Dadurch entsteht ein heterogenes Bild: Wer bewusst wegen des Erlebnisses kommt, bewertet das Gesamtpaket meist positiver, während Gäste, die primär Wert auf ein klassisches Preis-Leistungs-Verhältnis eines normalen Lokals legen, kritischer urteilen.
Eine Besonderheit ist die Bezahlung: Es wird ausdrücklich darauf hingewiesen, dass nur mit Bargeld gezahlt werden kann.
Diese Vorgabe fügt sich zwar in das mittelalterliche Konzept ein, kann aber für Gäste, die sich an Kartenzahlung gewöhnt haben, unpraktisch sein, insbesondere bei größeren Gruppen oder spontanen Besuchen.
Vor einem Besuch ist es daher ratsam, ausreichend Bargeld einzuplanen, um keine unangenehmen Überraschungen zu erleben.
In einzelnen Rückmeldungen wird zudem angesprochen, dass die Sauberkeit in manchen Bereichen – insbesondere in stark genutzten Zonen wie den Sanitäranlagen – nicht immer den Erwartungen aller Gäste entsprach.
Während viele Besucher das Gesamtbild des rustikalen Kellers und der Dekorationen als sorgfältig und stimmig wahrnehmen, zeigen solche Hinweise, dass sich der Betrieb im Detail nicht nur auf die Inszenierung, sondern auch kontinuierlich auf den Zustand der Räumlichkeiten konzentrieren sollte.
Der Service wird überwiegend als aufmerksam und schnell beschrieben, mit klaren Erklärungen zur besonderen Art des Essens, zum Ablauf des Abends und zur Zusammensetzung der Platten.
Gäste heben hervor, dass nachgefragt wird, ob alles in Ordnung ist, und dass Empfehlungen gegeben werden, welche Fleisch-Platten oder Menüs für Gruppen geeignet sind.
Zugleich gibt es vereinzelte Stimmen, die den Tonfall als zu frech oder die Art des Spiels als überzogen empfinden, insbesondere wenn man sich eher eine klassische, zurückhaltende Bedienung wie in einem gewöhnlichen Restaurant wünscht.

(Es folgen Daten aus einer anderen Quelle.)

PR #2586, opened 2026-09-10
fix(consensus): classify sync-class and byzantine-triggerable errors correctly

sdbondi:
Three independent fixes to how consensus errors are classified, plus the test-harness change that makes the resulting failures legible. Follows on from #2573/#2574/#2585, but does not depend on them.

### 1. Sync-class errors are not consensus failures

`on_failure` published `HotstuffEvent::Failure` and stopped the pacemaker for *every* error leaving the HotStuff worker loop, including `NeedsSync`, `FallenBehind` and `ProposalValidationError::FutureEpoch`. Those three are a designed transition out of the Running state — `state_machine::running` classifies exactly them as `NeedSync` — so subscribers saw a consensus failure emitted immediately before the state machine logged `⚠️ Behind peers, starting sync`. Both halves appear back-to-back in CI logs.

Note this is *not* the `handle_hotstuff_error` classifier, which already returns `Ok(())` for these shapes; the `on_failure` call sites never reach it.

Adds `HotStuffError::is_sync_required()` and a `HotstuffEvent::SyncRequired` variant, and routes the sync-class arm through it. `pacemaker.stop()` is deliberately kept — the state machine re-enters sync regardless.

This also removes the ability of `epoch_change::epoch_change_hash_divergence_self_heals` to fail on a spurious `Failure` event, which it did intermittently.

### 2. `EvictNode` for an unknown public key no longer aborts consensus

`ValidatorConsensusStats::get_by_public_key` returns `NotFound` for a key with no stats in the epoch. That error reached `handle_hotstuff_error`'s fatal catch-all, so a byzantine leader proposing an `EvictNode` for an arbitrary key could drive a replica into a `Failure` → `Sleeping` → 5s → re-init loop on demand.

A key with no recorded stats has missed no proposals and is never eligible for eviction, so the missing row is treated as zero missed proposals and takes the existing `ShouldNotEvictNode` no-vote path.

### 3. Test harness timeout is now a wall-clock bound

`on_block_committed` wrapped each individual `on_hotstuff_event()` await in `tokio::time::timeout` from inside its loop, so every ignored event reset the timer and the declared budget was never a bound. A consensus livelock that keeps emitting non-commit events therefore never tripped it: the `foreign_shard_group_decides_to_abort` livelock burned nextest's 600s slow-timeout and produced a 14 GB job log instead of panicking at its declared 60s with the pool/block dumps the code already emits. Hoists a deadline out of the loop and uses `timeout_at`.

### Compatibility

Replica evaluation of well-formed proposals is untouched, no block format or hash input moves, and no network coordination is required. `HotstuffEvent::SyncRequired` is a new variant on an internal event enum; all external consumers match non-exhaustively.

### Testing

`cargo test -p consensus_tests` — 68 passed, run green on each commit individually.

### DIFF
--- a/crates/consensus/src/hotstuff/error.rs
+++ b/crates/consensus/src/hotstuff/error.rs
@@ -131,6 +131,18 @@ impl HotStuffError {
             _ => None,
         }
     }
+
+    /// True for errors that mean this node is behind its peers and must sync. These are a designed transition out
+    /// of the Running state, not a consensus failure, and must be classified as such wherever consensus errors are
+    /// reported. The state machine (see `state_machine::running`) maps exactly these variants to `NeedSync`.
+    pub fn is_sync_required(&self) -> bool {
+        matches!(
+            self,
+            Self::NeedsSync { .. } |
+                Self::FallenBehind { .. } |
+                Self::ProposalValidationError(ProposalValidationError::FutureEpoch { .. })
+        )
+    }
 }
 
 impl From<EpochManagerError> for HotStuffError {
--- a/crates/consensus/src/hotstuff/error.rs
+++ b/crates/consensus/src/hotstuff/error.rs
@@ -134,7 +134,7 @@ impl HotStuffError {
 
     /// True for errors that mean this node is behind its peers and must sync. These are a designed transition out
     /// of the Running state, not a consensus failure, and must be classified as such wherever consensus errors are
-    /// reported. The state machine (see `state_machine::running`) maps exactly these variants to `NeedSync`.
+    /// reported. `state_machine::running` maps them to `NeedSync`.
     pub fn is_sync_required(&self) -> bool {
         matches!(
             self,
--- a/crates/consensus/src/hotstuff/event.rs
+++ b/crates/consensus/src/hotstuff/event.rs
@@ -14,6 +14,9 @@ pub enum HotstuffEvent {
     },
     #[error("Consensus failure: {message}")]
     Failure { message: String },
+    /// This node is behind its peers and is leaving consensus to sync. A designed transition, not a failure.
+    #[error("Sync required: {message}")]
+    SyncRequired { message: String },
     #[error("Leader timeout: height {height}")]
     LeaderTimeout { height: NodeHeight },
     #[error("Block {block} has been parked ({num_missing_txs} missing, {num_awaiting_txs} awaiting execution)")]
--- a/crates/consensus/src/hotstuff/state_machine/running.rs
+++ b/crates/consensus/src/hotstuff/state_machine/running.rs
@@ -6,7 +6,6 @@ use log::*;
 use crate::{
     hotstuff::{
         HotStuffError,
-        ProposalValidationError,
         WorkerExitReason,
         state_machine::{
             check_sync::CheckSync,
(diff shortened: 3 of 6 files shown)


sdbondi (commented):
Makes sense

sdbondi (commented):
_Posted by Claude._

Reviewed at `c0b0dfa`. No blocking findings. Verified rather than assumed:

- `is_sync_required()` (`crates/consensus/src/hotstuff/error.rs:138`) matches exactly the three arms `state_machine::running::on_enter` maps to `NeedSync` (`running.rs:43-45`) — the description's claim holds.
- All six `on_failure` call sites (`worker.rs:473,480,494,512,687,695`) return the error afterwards, so the sync-class arm reaches `running.rs` as before; `pacemaker.stop()` staying outside the branch is right.
- Every out-of-crate `HotstuffEvent` consumer matches non-exhaustively (`node.rs:137` let-else, `consensus_gossip/service.rs:75`, `state_sync_task.rs:244`, `mempool/service.rs:125`), so the new variant is additive.
- `.optional()` on `get_by_public_key` maps only `StorageError::NotFound`/`NotFoundDbAdapter` (`storage/src/error.rs:79`); genuine storage errors still propagate.
- The `unwrap_or(0)` default is safe against the threshold: `missed_proposal_evict_threshold` is 10 on every network profile (`consensus_constants.rs:155,203,243,297`), so an unknown key always lands on the `ShouldNotEvictNode` no-vote path. It would only mis-evict if the threshold were ever set to 0 — worth keeping in mind if that constant becomes tunable.
- `on_block_committed` is the only place in the harness that wrapped a per-iteration await in `timeout` — no sibling instances left (`harness.rs:270`).

### Non-blocking

1. `worker.rs:824` — `self.hooks.on_error(err)` still fires for sync-class errors, so the validator's `consensus_errors` counter (`applications/tari_validator_node/src/consensus/metrics.rs:145`) increments on every routine sync transition. That's the same mis-classification the PR fixes for the event stream, just in the metrics path; operators alerting on that counter will still see the noise. Moving `on_error` into the `else` arm (or adding a separate hook) would finish the job.

2. `error.rs:138` vs `running.rs:43-45` — the two lists are now duplicated and the doc comment asserts they stay identical. Having `running.rs` call `err.is_sync_required()` in a guard would make that structural instead of a comment. The `err @` bindings make it slightly awkward, but a single `Err(err) if err.is_sync_required()` arm reads fine.

3. `worker.rs:825` — `"⚠️ Behind peers ({context}): {err}"` and `running.rs:46`'s `"⚠️ Behind peers, starting sync ({err})"` will now both emit for the same error, back to back. Not wrong, but it's the same back-to-back pair the description cites as the symptom; consider dropping this one to `debug!` since the state machine already logs the transition at `info!`.

### Nit

`on_ready_to_vote_on_local_block.rs:400-401` — "A proposal naming one is byzantine and must no-vote rather than abort consensus" defines the code against the behaviour it replaced. The first sentence ("A key with no stats recorded for this epoch has missed no proposals, so it is never eligible for eviction") already carries the invariant a future reader needs; the contrast belongs in the commit message.

One risk worth flagging on the harness change: the deadline now bounds the whole wait for a commit rather than the gap between events, so any test that legitimately absorbs a long run of ignored events (e.g. many offline-node events) before a commit gets less headroom than it had. 68 green tests suggest nothing is close to the line today, but a future flake there would trace back to this.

Insgesamt richtet sich Wirtshaus Wallensteinkeller an ein Publikum, das Lust auf eine deutlich inszenierte, rustikale Art des Ausgehens hat.
Wer vor allem ein ruhiges, neutrales Speiserestaurant mit moderner Küche und zurückhaltendem Service sucht, wird hier eher nicht die optimale Wahl finden; dafür ist das Konzept zu stark auf Mittelalter, Fingerfood im wörtlichen Sinn und theatrale Elemente ausgerichtet.
Für gesellige Runden, Freundeskreise, Familienfeiern oder Firmenveranstaltungen, bei denen der Erlebnisfaktor im Vordergrund steht und deftige Fleischgerichte geschätzt werden, kann das Wirtshaus dagegen ein spannender Ort sein, um einen Abend außerhalb des Alltäglichen zu verbringen.
Wer bewusst mit diesen Erwartungen anreist, ausreichend Bargeld dabeihat und sich auf das Spiel mit Sprache, Rollen und Regeln einlässt, erlebt in Wallensteinkeller eine sehr spezielle Form der Gastronomie, die deutlich aus dem üblichen Angebot klassischer Restaurants herausragt.